Madame et Monsieur [E] considèrent que leur requête est cependant recevable dès lors que depuis la décision précitée, ils ont formé un recours dans le cadre du droit au logement opposable.
Cependant, il ressort de la décision précitée que le juge des référés a pris en compte la situation financière et les conditions de relogement de Madame et Monsieur [E]. Par suite, le fait d’avoir déposé un recours dans le cadre du droit au logement opposable ne constitue pas un élément nouveau permettant de reconsidérer la situation des requérants tel que, par exemple, un divorce, un licenciement ou la naissance d’un enfant, sauf à porter atteinte au principe de la chose jugée lequel garantit la sécurité juridique.
Dès lors, en l’absence d’éléments nouveaux par rapport au jugement précité, qui avait statué sur la demande de délais, la nouvelle demande se heurte à l’autorité de la chose jugée et sera, en conséquence, déclarée irrecevable.
Sur les demandes accessoires
a) Sur les dépens
Aux termes de l’article 696 du code de procédure civile, la partie perdante est condamnée aux dépens, à moins que le juge, par décision motivée, n’en mette la totalité ou une fraction à la charge d’une autre partie.
Madame et Monsieur [E] supporteront in solidum la charge des éventuels dépens.
b) Sur les frais irrépétibles
En application de l’article 700 du code de procédure civile, dans toutes les instances le juge condamne la partie tenue aux dépens ou, à défaut, la partie perdante à payer à l’autre partie la somme qu’il détermine au titre des frais exposés et non compris dans les dépens. Le juge tient compte de l’équité ou de la situation économique de la partie condamnée. Il peut, même d’office, pour des raisons tirées des mêmes considérations, dire qu’il n’y a lieu à condamnation.

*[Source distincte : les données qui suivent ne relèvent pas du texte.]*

PR #1529, opened 2026-07-24
Fix "Group with ID null was not found" popups on shared zones

nspadaccino:
VDNS-368

 ## Problem

  When viewing certain shared zones, the portal fires a cascade of error popups:

  > HTTP 404 (Not Found): Group with ID null was not found

  One popup per affected record. In the reported zone, 9 CNAME records were
  affected — all with valid `ownerGroupId` values but
  `recordSetGroupChange.requestedOwnerGroupId` persisted as the literal string
  `"null"` inside the protobuf blob.

  ## Root cause

  Two parts:

  1. **Weak portal guards.** The ownership-status code path only guarded with
     truthiness / `!= undefined`, which does not catch the string `"null"` (it is
     truthy and `!= undefined`). On zone load, for each owned record Angular built
     `GET /api/groups/null/members`; the API echoed the segment back as
     `Group with ID null was not found` and it rendered as a popup. A sibling
     `getGroup` helper was already hardened for exactly this case, but the guard
     was never applied to the ownership-status path.
  2. **Bad data on the write path.** Affected records had `requestedOwnerGroupId`
     stored as the string `"null"` rather than an absent/`None` value.

  ## Changes

  ### Portal — stops the popups
  `modules/portal/public/lib/controllers/controller.records.js`
  - Added `isValidGroupId(groupId)` helper that treats `undefined`, `null`, and
    the string `"null"` as absent.
  - Applied it to all three ownership-status call sites:
    `isNotRequestedGroupMemberResponse`, `recordSetGroupOwnershipStatus` (early
    return before the member lookup), and the `updateRecordDisplay` per-record loop.
  - Refactored `getGroup` to use the shared helper.

  ### API — prevents recurrence
  `modules/api/src/main/scala/vinyldns/api/route/DnsJsonProtocol.scala`
  - Sanitized `requestedOwnerGroupId` at the parse boundary in
    `ownershipTransferSerializer.fromJson`, so blank and `"null"` values map to
    `None` before they can be written to the protobuf blob — regardless of which
    client sends them.

  ### Tests
  - Portal (`controller.records.spec.js`): no member lookup for a `"null"` group id;
    a `"null"` requested owner group is skipped while a valid owner group is still
    checked; valid ids still fetch.
  - API (`VinylDNSJsonProtocolSpec.scala`): `"null"` and blank `requestedOwnerGroupId`
    both parse to `None`.

  ## Acceptance criteria
  - [x] Viewing a shared zone with affected records produces no "Group with ID null" popups.
  - [x] Newly created/updated records never persist `requestedOwnerGroupId` as the string `"null"`.
  - [x] The get-group-members call is not issued when the group id is absent, `null`, or `"null"`.

### DIFF
--- a/modules/api/src/main/scala/vinyldns/api/route/DnsJsonProtocol.scala
+++ b/modules/api/src/main/scala/vinyldns/api/route/DnsJsonProtocol.scala
@@ -267,10 +267,15 @@ trait DnsJsonProtocol extends JsonValidation {
 
 
   case object ownershipTransferSerializer extends ValidationSerializer[OwnershipTransfer] {
+    // Treat blank and the literal string "null" as an absent group id so bad
+    // client payloads never persist requestedOwnerGroupId as the string "null".
+    private def sanitizeRequestedOwnerGroupId(id: Option[String]): Option[String] =
+      id.map(_.trim).filter(v => v.nonEmpty && !v.equalsIgnoreCase("null"))
+
     override def fromJson(js: JValue): ValidatedNel[String, OwnershipTransfer] =
       (
         (js \ "ownershipTransferStatus").required[OwnershipTransferStatus]("Missing ownershipTransfer.ownershipTransferStatus"),
-        (js \ "requestedOwnerGroupId").optional[String],
+        (js \ "requestedOwnerGroupId").optional[String].map(sanitizeRequestedOwnerGroupId),
         ).mapN(OwnershipTransfer.apply)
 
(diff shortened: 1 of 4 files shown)


JoshSEdwards (approved):
LGTM. Basically the perfect PR -- structurally sound, tightly scoped, and the PR description explains everything very clearly. Love it!

arpit4ever (approved):
LGTM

L’équité commande de ne pas faire application des dispositions de l’article 700 du code de procédure civile. Par suite, les défendeurs sera débouté de sa demande à ce titre.
PAR CES MOTIFS
Le juge de l’exécution, statuant après débats en audience publique, par jugement contradictoire, en premier ressort et prononcé par mise à disposition au Greffe,
ACCORDE à Madame [O] [E] et Monsieur [R] [E] l’aide juridictionnelle provisoire ;
DECLARE Madame [O] [E] et Monsieur [R] [E] irrecevables en leurs demande de délais pour quitter les lieux ;
DEBOUTE les défendeurs de leur demande au titre des dispositions de l’article 700 du code de procédure civile ;
CONDAMNE in solidum Madame [O] [E] et Monsieur [R] [E] aux entiers dépens ;
RAPPELLE que la présente décision est de plein droit assortie de l’exécution provisoire.
Ainsi jugé et prononcé au Palais de Justice de Bobigny le 12 mars 2025.